When building and creating CASFS+, Code Willing wanted to provide as much as possible to their clients without clients needing to download other extensions or add-ons. One thing that has come out of this standard is the use of Apache Airflow, one of the most popular open-source tools for building robust ETL pipelines.
When working in the CASFS+ Cloud Workspace, clients immediately have access to Apache Airflow. No configuring or downloading is needed. By utilizing Airflow with CASFS+, users can easily launch multiple nodes in their network, each with their own pre-configured and isolated Airflow instance.
Following their completion of building CASFS+, Code Willing utilized their own program to solve problems with their own clients. To better understand how Code Willing is specifically leveraging Airflow in CASFS+, here are three different situations in which they leverage Airflow and CASFS+ to deliver data ETL solutions to their clients:
Data Processing
The data processing “Directed Acyclic Graphs” (DAGs) in the Code Willing CASFS+ environment are the core of their Airflow ETL pipelines. These DAGs are responsible for extracting, transforming and loading (ETL) raw client data into a processed, usable dataset.
Airflow assists in this process by monitoring the CASFS+ file system in real-time for the arrival of dependent files, and launches these tasks as soon as the files arrive. This ensures that Code Willing’s clients will always receive their time-sensitive production data as soon as possible.
Data Quality
Second, several data quality check DAGs are implemented to test the quality of the data from the Data Processing stage. These data quality checks aim to do several things, from checking the format of the ETL data from the Data Processing stage to ensuring that files in the ETL stage are arriving on time. In addition, Airflow has been configured to send both emails and Slack messages to their support team in the event that an alert, such as a failed data quality check or a late file, is raised.

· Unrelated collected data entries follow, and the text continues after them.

PR #353, opened 2024-04-23
Check the ObservedGeneration for the generated subCRs

fmount:
This patch represents a follow up of the current `observedGeneration` work and the idea is to check that field in the sub resources and mirror the `Condition` (as well as `ReadyCount`) only when the generation is the last seen.
It represents a follow up of #345.

### DIFF
--- a/controllers/heat_controller.go
+++ b/controllers/heat_controller.go
@@ -623,16 +623,38 @@ func (r *HeatReconciler) reconcileNormal(ctx context.Context, instance *heatv1be
 			err.Error()))
 		return ctrl.Result{}, err
 	}
-	if op != controllerutil.OperationResultNone {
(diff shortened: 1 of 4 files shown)


controllers/heat_controller.go
```diff
@@ -671,22 +715,40 @@ func (r *HeatReconciler) reconcileNormal(ctx context.Context, instance *heatv1be
...
+			instance.Status.Conditions.Set(c)
+		}
+		if op != controllerutil.OperationResultNone {
+			r.Log.Info(fmt.Sprintf("Deployment %s successfully reconciled - operation: %s", instance.Name, string(op)))
+		}
 	}
-
 	// We reached the end of the Reconcile, update the Ready condition based on
 	// the sub conditions
-	instance.Status.ObservedGeneration = instance.Generation
```
fmount, line 689: @bshephar a leftover from the previous patch :/ I removed it here

dprince (approved):

PR #361, opened 2024-05-08
Add webhook to validate service override endpoint type

stuggi:
Can also be called from the openstack-operator webhook on the HeatSpecCore, like for other operators in [1].

Depends-On: https://github.com/openstack-k8s-operators/lib-common/pull/505

[1] https://github.com/openstack-k8s-operators/openstack-operator/blob/d2703d3a321c979dacaca95b5d4a634bf116e0db/apis/core/v1beta1/openstackcontrolplane_webhook.go#L181

### DIFF
--- a/api/v1beta1/heat_webhook.go
+++ b/api/v1beta1/heat_webhook.go
@@ -25,6 +25,7 @@ package v1beta1
 import (
 	"fmt"
 
+	"github.com/openstack-k8s-operators/lib-common/modules/common/service"
 	apierrors "k8s.io/apimachinery/pkg/api/errors"
 	"k8s.io/apimachinery/pkg/runtime"
 	"k8s.io/apimachinery/pkg/runtime/schema"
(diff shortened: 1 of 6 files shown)


api/v1beta1/heat_webhook.go
```diff
@@ -99,10 +100,55 @@ var _ webhook.Validator = &Heat{}
...
-	// TODO(user): fill in your validation logic upon object creation.
+	var allErrs field.ErrorList
+	basePath := field.NewPath("spec")
+	if err := r.Spec.ValidateCreate(basePath); err != nil {
+		allErrs = append(allErrs, err...)
+	}
+
+	if len(allErrs) != 0 {
+		return nil, apierrors.NewInvalid(
+			schema.GroupKind{Group: "ironic.openstack.org", Kind: "Ironic"},
```
abays, line 111: Should this be `heat` and `Heat` instead of `ironic` and `Ironic`?

stuggi: right, good catch, thanks

abays (approved):
/lgtm

PR #362, opened 2024-05-08
Enable SRBAC by default

bshephar:
This change enables SRBAC by default for the Heat service.

### DIFF
--- a/api/bases/heat.openstack.org_heats.yaml
+++ b/api/bases/heat.openstack.org_heats.yaml
@@ -69,6 +69,11 @@ spec:
                   files. Those get added to the service config dir in /etc/<service>
                   . TODO: -> implement'
                 type: object
+              enableSecureRBAC:
+                default: true
+                description: EnableSecureRBAC - Enable Consistent and Secure RBAC
+                  policies
+                type: boolean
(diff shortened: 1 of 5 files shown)


mrunge:
Do we know heat actually works with SRBAC enabled? There is https://github.com/openstack-k8s-operators/keystone-operator/pull/395 and its revert https://github.com/openstack-k8s-operators/keystone-operator/pull/415

rabi:
heat would work with 

> Do we know heat actually works with SRBAC enabled? There is [openstack-k8s-operators/keystone-operator#395](https://github.com/openstack-k8s-operators/keystone-operator/pull/395) and its revert [openstack-k8s-operators/keystone-operator#415](https://github.com/openstack-k8s-operators/keystone-operator/pull/415)

That issues are not related to enabling SRBAC in heat. Heat kinda does not use scope in policies, so this PR is fine.  When keystone enforces scope, heat has issues as we internally need domain admin/domain user (created internally by heat) to list roles/access credentials using a domain scoped token.

bshephar:
We merged this one instead:
https://github.com/openstack-k8s-operators/heat-operator/pull/374

PR #372, opened 2024-06-05
Add default for DatabaseInstance

rabi:
Else it would be initialized to empty string when created with empty template and then webhook would not allow it to be modified.


bshephar (approved):
Sounds sane to me. Would be nice to get all of the service operators on-board with this one for consistency purposes.

PR #375, opened 2024-06-13
Handle spaces in encryption key

bshephar:
If a user tries to provide a auth_encryption_key containing spaces, the current implementation will only apply up until the first space. This will result in heat-engine failing to start because the encryption_key is not 32 characters or longer.


stuggi (approved):
/lgtm

PR #376, opened 2024-06-13
Set heat_metadata_server_url

bshephar:
This change adds the capability to detect and set the cfn route as the heat_metadata_server_url in the heat.conf file

### DIFF
--- a/controllers/heat_controller.go
+++ b/controllers/heat_controller.go
@@ -26,6 +26,7 @@ import (
 	"github.com/openstack-k8s-operators/lib-common/modules/common/service"
 	"github.com/openstack-k8s-operators/lib-common/modules/common/tls"
 
+	routev1 "github.com/openshift/api/route/v1"
 	k8s_errors "k8s.io/apimachinery/pkg/api/errors"
 	"k8s.io/apimachinery/pkg/fields"
 	"k8s.io/apimachinery/pkg/runtime"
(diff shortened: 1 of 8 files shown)


bshephar:
We need a `Watches()` here for the route. So we need to reconcile once the openstack-operator has created the CFN route, which will update the `heat.conf` file with the Route URL.

stuggi:
Can you explain why we need to do the route lookup? Don't we have already that info passed in via the `spec.heatCfnAPI.override.service.public.endpointURL`:

```
  spec:
  ...
    heatCfnAPI:
        override:
          service:
            ...
            public:
              endpointURL: https://heat-cfnapi-public-openstack.apps-crc.testing
```

which is also used to register the endpoint:
```
sh-5.1$ openstack endpoint list | grep heat
| 02e7a0925e1b426a963ef6f3ba1a7925 | regionOne | heat         | orchestration  | True    | public    | https://heat-api-public-openstack.apps-crc.testing/v1/%(tenant_id)s   |
| 7ea6768b31a144dcad25dbfe85017695 | regionOne | heat-cfn     | cloudformation | True    | public    | https://heat-cfnapi-public-openstack.apps-crc.testing/v1              |
| ba7dd48987274ac299afd1ec2cf53dad | regionOne | heat-cfn     | cloudformation | True    | internal  | https://heat-cfnapi-internal.openstack.svc:8000/v1                    |
| cb1d444f717644028767fd45e900f9b9 | regionOne | heat         | orchestration  | True    | internal  | https://heat-api-internal.openstack.svc:8004/v1/%(tenant_id)s         |
```

And if none is provided it should be just be the k8s service, same how we handle the endpoint registration.  Like the public apiEndpoint without the `dataPath` https://github.com/openstack-k8s-operators/heat-operator/blob/main/controllers/heatcfnapi_controller.go#L486C3-L486C37

bshephar:
> Can you explain why we need to do the route lookup? Don't we have already that info passed in via the `spec.heatCfnAPI.override.service.public.endpointURL`:
> 
> ```
>   spec:
>   ...
>     heatCfnAPI:
>         override:
>           service:
>             ...
>             public:
>               endpointURL: https://heat-cfnapi-public-openstack.apps-crc.testing
> ```
> 
> which is also used to register the endpoint:
> 
> ```
> sh-5.1$ openstack endpoint list | grep heat
> | 02e7a0925e1b426a963ef6f3ba1a7925 | regionOne | heat         | orchestration  | True    | public    | https://heat-api-public-openstack.apps-crc.testing/v1/%(tenant_id)s   |
> | 7ea6768b31a144dcad25dbfe85017695 | regionOne | heat-cfn     | cloudformation | True    | public    | https://heat-cfnapi-public-openstack.apps-crc.testing/v1              |
> | ba7dd48987274ac299afd1ec2cf53dad | regionOne | heat-cfn     | cloudformation | True    | internal  | https://heat-cfnapi-internal.openstack.svc:8000/v1                    |
> | cb1d444f717644028767fd45e900f9b9 | regionOne | heat         | orchestration  | True    | internal  | https://heat-api-internal.openstack.svc:8004/v1/%(tenant_id)s         |
> ```
> 
> And if none is provided it should be just be the k8s service, same how we handle the endpoint registration. Like the public apiEndpoint without the `dataPath` https://github.com/openstack-k8s-operators/heat-operator/blob/main/controllers/heatcfnapi_controller.go#L486C3-L486C37

Yeah, I too realised this after I put in all this effort...

I have another iteration of this in testing atm using the `endpointURL` value. But it seems this isn't going to fix the problem I was trying to fix in tempest jobs anyway. I had initially speculated that the Tempest jobs were failing because it couldn't reach the metadata endpoint (this heat_metadata_server_url). Which we set in tripleo here:
https://github.com/openstack-archive/tripleo-heat-templates/blob/stable/wallaby/deployment/heat/heat-engine-container-puppet.yaml#L174-L178

So I can use this CFN endpointURL to set that, but the actual problem I need to solve is the signal URL. It resolves it from Keystone as the internal URL and this parameter I'm trying to set here won't change that.

Anyway, I'll close this and come back to my other patch once I figure out the immediate problem.

PR #408, opened 2024-08-08
Add functional tests and HeatSpec webhook validation

bshephar:
We added a webhook validation for the HeatSpecCore struct in: https://github.com/openstack-k8s-operators/heat-operator/pull/407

System Health Check Alerts
Finally, Code Willing has also considered the possibility that the entire Airflow service could fail. If this happens, the data quality DAGs discussed above become obsolete, as the service can no longer run them to ensure data is arriving as expected. In response to this situation, Code Willing also utilizes Airflow’s external health checks by regularly monitoring the API endpoints for errors. Similarly to the data quality checks above, in the event that the Airflow service is deemed to be “down,” the Code Willing team will receive Slack and email notifications about the issue.
Conclusion
Code Willing’s goal is to have a high level of expertise on most popular data engineering and analysis tools. Building this expertise allows Code Willing to effectively support clients when they are using well known third-party tools and infrastructure in CASFS+. In addition, leveraging these open-source tools allows Code Willing to be both flexible and effective in meeting its client’s needs. In particular, Apache Airflow has been instrumental in Code Willing’s ability to manage time-sensitive data ETL pipelines for its clients, so much so that it is now part of the CASFS+ Cloud Workspace suite of tools by default.